Eating for the gut microbiome
Breast milk isn’t food just for babies — it’s food for trillions of microbes that set up camp in their digestive systems, a community dubbed the human gut microbiome. Recent research suggests that breast milk may have evolved to promote the growth of microbes that help keep babies healthy.
Breast milk isn’t food just for babies — it’s food for trillions of microbes that set up camp in their digestive systems
“The third-largest constituent in breast milk is not there to feed the babies — it’s there to feed the microbes,” says microbiologist David Mills of the University of California, Davis. He’s referring to human milk oligosaccharides, complex chains of sugars found in breast milk. (Mills has established a probiotic company based on his research.) These complex sugars bolster the kinds of intestinal bacteria that can digest the compounds into short-chain fatty acids — ones that babies need to thrive.

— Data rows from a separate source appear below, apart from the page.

PR #210, opened 2020-11-29
Fix DX8Renderer

jonwil:


src/w3d/renderer/dx8renderer.cpp
```diff
@@ -724,17 +724,41 @@ unsigned int DX8TextureCategoryClass::Add_Mesh(Vertex_Split_Table &split_table,
                     if (Compare_Materials(split_table.Peek_Material(i, pass), m_material)) {
                         if (split_table.Peek_Shader(i, pass) == m_shader) {
                             unsigned short index = vertex_offset + polys[i].I;
-                            std::clamp(index, vmin, vmax);
+
+                            if (vmin >= index) {
```
duncanspumpkin: This is updating the min and max you would normally do this with a function to make it clearer:
```
vmin = std::min(index, vmin);
vmax = std::max(index, vmax);
```

duncanspumpkin:
Can confirm that this fixes the crash and also fixes the change in colour of the particle cannon.

src/w3d/renderer/dx8renderer.cpp
```diff
@@ -724,17 +724,26 @@ unsigned int DX8TextureCategoryClass::Add_Mesh(Vertex_Split_Table &split_table,
                     if (Compare_Materials(split_table.Peek_Material(i, pass), m_material)) {
                         if (split_table.Peek_Shader(i, pass) == m_shader) {
                             unsigned short index = vertex_offset + polys[i].I;
-                            std::clamp(index, vmin, vmax);
+
```
duncanspumpkin, line 727: Just a thought but couldn't this be turned into a for loop?
Not sure if that makes it more readable.
```
for (auto j = 0; j < 3; ++j){
    uint16_t index = vertex_offset + polys[i][j];
    vmin = std::min(index, vmin);
    vmax = std::max(index, vmax);
    *indices++ = index;
}
```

It’s not yet clear what defines a healthy infant gut microbiome, or how that system changes as babies develop. And scientists disagree on how the microbiome is set up to begin with: Are key microbes delivered to the newborn’s uncolonized gut via breast milk, or do they come in from other sources such as amniotic fluid or the mother’s skin?
Variations in milk
All breast milk is not created equal: It can vary in levels of proteins, fats, sugars, hormones and other components. But breast milk doesn’t just differ from mother to mother. It can also differ when the same mother nurses different babies, and across the span of an infant’s development.
It also may shift depending on a baby’s sex. Working with rhesus monkeys, Hinde found that that mothers make more milk for female offspring, but milk richer in fat for male offspring. She saw similar sex differences when she pored over the lactation records of more than a million cows.
If these kinds of differences translate to human milk, understanding them could help optimize formula or donor milk for babies who don’t have access to their own mother’s milk, Hinde says. But scientists have only begun to characterize this variation and the factors that drive it.
A dash of stem cells
In 2007, scientists discovered an unexpected ingredient in human breast milk: stem cells. These cells retain flexibility that most adult cells have lost and can form a broad variety of tissues. In a 2014 study, scientists tracked individual stem cells from the mammaries of nursing mice. They found that the cells crossed the pups’ stomach walls into circulation and lodged themselves into developing tissues throughout their bodies. When the baby mice grew up, the mothers’ cells were still there and had turned into mature tissues alongside the babies’ own cells.
In a lab dish, scientists have grown stem cells extracted from human breast milk and coaxed them to form organ-like blobs that have spherical endings reminiscent of the alveoli that make up the mammary glands. These organoids could even produce milk.
No one yet knows how these cells affect infant development or what happens to babies who don’t get them — another mystery to add to the things-we’d-like-to-know list.